- _Stored data_
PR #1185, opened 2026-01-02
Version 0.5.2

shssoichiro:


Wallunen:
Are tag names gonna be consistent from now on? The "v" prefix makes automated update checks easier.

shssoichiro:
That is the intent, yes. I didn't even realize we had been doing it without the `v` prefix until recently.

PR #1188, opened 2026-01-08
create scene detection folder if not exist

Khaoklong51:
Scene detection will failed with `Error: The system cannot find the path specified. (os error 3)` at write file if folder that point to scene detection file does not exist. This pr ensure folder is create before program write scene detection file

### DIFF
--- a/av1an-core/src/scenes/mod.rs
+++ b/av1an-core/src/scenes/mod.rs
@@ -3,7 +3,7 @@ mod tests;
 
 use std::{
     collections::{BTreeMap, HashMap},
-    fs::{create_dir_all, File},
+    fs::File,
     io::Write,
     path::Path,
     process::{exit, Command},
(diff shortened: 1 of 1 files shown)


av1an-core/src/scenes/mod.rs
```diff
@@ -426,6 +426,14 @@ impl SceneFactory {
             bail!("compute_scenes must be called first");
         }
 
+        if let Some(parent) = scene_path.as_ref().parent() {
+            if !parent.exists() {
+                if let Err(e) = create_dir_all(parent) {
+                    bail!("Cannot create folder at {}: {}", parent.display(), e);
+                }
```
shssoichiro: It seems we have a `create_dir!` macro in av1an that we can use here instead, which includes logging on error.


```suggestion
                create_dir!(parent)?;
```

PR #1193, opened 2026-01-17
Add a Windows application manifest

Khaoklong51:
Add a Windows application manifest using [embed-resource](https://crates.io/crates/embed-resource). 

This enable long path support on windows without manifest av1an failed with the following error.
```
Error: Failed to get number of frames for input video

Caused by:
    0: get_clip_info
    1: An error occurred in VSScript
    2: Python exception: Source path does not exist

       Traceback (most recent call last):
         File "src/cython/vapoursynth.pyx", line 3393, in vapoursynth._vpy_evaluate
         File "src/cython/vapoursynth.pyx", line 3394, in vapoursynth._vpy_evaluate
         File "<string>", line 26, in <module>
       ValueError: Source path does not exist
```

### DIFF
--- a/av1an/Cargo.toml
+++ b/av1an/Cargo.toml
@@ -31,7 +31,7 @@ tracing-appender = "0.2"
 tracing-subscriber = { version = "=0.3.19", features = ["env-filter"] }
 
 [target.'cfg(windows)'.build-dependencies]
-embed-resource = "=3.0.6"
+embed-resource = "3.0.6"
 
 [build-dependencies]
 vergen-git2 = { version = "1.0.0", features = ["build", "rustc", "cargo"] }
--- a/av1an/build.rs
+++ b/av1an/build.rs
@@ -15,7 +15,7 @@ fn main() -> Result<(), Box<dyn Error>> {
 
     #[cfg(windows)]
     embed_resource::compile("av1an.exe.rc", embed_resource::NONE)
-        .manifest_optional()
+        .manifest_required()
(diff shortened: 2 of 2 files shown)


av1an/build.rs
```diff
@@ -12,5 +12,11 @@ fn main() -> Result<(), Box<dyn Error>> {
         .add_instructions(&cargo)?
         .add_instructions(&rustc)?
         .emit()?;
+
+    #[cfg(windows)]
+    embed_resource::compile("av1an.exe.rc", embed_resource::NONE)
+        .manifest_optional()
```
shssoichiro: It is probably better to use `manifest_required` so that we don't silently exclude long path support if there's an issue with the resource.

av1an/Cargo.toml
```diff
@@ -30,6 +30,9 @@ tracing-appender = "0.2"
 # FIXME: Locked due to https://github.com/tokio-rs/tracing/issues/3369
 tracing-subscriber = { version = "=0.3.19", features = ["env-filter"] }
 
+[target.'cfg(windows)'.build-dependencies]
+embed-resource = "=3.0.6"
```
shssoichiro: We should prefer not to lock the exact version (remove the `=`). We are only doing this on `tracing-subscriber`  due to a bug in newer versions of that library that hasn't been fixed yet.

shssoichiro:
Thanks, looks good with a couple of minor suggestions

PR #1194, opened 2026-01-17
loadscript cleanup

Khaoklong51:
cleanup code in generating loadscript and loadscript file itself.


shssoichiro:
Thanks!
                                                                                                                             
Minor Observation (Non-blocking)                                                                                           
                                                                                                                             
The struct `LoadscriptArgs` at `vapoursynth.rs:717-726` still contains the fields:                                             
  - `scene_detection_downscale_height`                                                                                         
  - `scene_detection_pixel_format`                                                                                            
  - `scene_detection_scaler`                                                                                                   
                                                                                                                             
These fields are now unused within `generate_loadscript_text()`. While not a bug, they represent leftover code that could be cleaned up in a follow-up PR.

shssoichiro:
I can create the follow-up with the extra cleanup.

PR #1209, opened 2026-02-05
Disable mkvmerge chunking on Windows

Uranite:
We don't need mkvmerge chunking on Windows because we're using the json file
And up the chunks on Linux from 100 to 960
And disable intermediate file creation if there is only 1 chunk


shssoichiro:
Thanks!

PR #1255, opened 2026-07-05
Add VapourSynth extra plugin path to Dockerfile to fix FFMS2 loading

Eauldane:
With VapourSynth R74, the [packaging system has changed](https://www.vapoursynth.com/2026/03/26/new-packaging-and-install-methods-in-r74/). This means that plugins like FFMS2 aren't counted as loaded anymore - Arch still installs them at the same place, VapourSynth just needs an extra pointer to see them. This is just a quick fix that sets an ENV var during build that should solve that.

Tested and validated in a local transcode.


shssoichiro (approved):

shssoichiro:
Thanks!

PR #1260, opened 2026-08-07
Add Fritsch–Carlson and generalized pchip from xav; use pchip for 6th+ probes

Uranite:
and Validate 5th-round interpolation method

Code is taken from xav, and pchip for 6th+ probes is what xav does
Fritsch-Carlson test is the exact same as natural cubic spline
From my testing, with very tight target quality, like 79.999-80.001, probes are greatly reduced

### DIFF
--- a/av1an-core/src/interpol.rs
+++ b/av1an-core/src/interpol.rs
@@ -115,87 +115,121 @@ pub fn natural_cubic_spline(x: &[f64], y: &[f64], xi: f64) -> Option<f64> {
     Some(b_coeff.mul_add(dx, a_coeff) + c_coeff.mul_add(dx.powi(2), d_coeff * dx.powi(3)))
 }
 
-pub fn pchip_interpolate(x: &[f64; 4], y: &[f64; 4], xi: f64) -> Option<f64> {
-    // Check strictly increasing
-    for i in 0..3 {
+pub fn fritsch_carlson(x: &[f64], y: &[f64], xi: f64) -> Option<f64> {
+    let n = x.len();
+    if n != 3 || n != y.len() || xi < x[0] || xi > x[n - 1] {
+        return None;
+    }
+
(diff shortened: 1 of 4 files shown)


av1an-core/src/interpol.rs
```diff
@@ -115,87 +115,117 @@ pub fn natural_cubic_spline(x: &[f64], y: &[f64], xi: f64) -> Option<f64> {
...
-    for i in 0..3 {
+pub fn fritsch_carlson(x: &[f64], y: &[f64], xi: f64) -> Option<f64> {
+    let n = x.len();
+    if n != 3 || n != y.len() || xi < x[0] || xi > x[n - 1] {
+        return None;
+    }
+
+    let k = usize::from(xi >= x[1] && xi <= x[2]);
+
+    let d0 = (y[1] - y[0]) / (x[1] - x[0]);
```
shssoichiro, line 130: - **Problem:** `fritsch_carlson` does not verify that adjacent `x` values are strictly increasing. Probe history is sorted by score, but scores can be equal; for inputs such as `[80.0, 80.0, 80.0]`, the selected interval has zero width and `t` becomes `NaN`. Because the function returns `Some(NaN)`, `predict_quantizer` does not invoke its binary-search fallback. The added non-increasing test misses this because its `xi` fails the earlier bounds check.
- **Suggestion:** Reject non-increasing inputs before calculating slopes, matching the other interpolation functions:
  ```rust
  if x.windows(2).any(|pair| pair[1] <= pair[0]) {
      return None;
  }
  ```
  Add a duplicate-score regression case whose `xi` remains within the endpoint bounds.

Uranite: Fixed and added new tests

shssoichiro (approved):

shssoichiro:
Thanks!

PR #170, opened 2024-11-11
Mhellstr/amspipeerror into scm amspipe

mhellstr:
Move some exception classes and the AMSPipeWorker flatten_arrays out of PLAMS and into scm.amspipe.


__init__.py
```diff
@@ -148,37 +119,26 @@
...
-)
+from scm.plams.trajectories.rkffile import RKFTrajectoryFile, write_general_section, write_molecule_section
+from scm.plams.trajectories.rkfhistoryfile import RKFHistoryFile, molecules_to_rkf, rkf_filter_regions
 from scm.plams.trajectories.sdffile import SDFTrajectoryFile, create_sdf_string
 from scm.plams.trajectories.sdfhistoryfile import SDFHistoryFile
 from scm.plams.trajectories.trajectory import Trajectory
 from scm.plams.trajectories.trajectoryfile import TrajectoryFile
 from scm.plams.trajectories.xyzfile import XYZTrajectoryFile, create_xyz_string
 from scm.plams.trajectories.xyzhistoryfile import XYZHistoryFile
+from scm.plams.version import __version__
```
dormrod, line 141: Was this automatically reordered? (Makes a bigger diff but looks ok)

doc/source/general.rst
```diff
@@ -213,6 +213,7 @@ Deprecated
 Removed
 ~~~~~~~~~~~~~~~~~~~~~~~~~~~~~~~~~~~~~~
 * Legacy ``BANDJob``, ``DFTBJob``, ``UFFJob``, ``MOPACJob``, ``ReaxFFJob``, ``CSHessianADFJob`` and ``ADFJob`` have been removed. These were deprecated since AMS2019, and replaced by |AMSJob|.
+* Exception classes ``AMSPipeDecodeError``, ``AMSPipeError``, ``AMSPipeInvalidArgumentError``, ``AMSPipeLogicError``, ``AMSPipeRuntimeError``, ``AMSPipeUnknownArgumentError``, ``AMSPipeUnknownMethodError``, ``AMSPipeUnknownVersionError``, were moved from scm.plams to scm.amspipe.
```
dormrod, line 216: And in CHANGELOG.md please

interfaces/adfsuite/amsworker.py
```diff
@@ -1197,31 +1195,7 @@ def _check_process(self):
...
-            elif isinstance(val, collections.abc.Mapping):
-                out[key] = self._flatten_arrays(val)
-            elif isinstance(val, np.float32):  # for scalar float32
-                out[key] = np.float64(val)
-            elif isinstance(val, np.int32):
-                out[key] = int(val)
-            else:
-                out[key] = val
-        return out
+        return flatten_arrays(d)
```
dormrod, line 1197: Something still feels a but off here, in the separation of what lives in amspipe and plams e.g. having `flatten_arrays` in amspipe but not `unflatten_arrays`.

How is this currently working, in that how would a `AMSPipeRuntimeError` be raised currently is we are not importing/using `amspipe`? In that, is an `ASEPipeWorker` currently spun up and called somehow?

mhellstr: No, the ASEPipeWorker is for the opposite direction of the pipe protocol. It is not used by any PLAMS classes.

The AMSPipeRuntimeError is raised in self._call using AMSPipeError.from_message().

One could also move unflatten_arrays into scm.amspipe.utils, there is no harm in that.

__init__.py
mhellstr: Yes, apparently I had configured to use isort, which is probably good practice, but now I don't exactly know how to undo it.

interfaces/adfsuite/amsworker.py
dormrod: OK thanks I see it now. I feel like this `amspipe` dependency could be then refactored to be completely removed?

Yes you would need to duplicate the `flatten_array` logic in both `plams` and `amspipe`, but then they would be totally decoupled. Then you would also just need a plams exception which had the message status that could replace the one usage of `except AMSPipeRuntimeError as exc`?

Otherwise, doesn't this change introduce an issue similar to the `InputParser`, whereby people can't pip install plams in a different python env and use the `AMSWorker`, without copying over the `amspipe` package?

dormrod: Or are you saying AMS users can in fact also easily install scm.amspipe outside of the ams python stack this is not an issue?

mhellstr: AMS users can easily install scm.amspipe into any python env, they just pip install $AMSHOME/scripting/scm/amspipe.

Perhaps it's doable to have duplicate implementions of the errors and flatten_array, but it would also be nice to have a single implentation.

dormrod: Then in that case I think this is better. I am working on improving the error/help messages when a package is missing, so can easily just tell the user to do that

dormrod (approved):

- _Task details_
Gather from the entries above all lines that include the string "doing".

- _Output below_
That is the intent, yes. I didn't even realize we had been doing it without the `v` prefix until recently.
shssoichiro: We should prefer not to lock the exact version (remove the `=`). We are only doing this on `tracing-subscriber`  due to a bug in newer versions of that library that hasn't been fixed yet.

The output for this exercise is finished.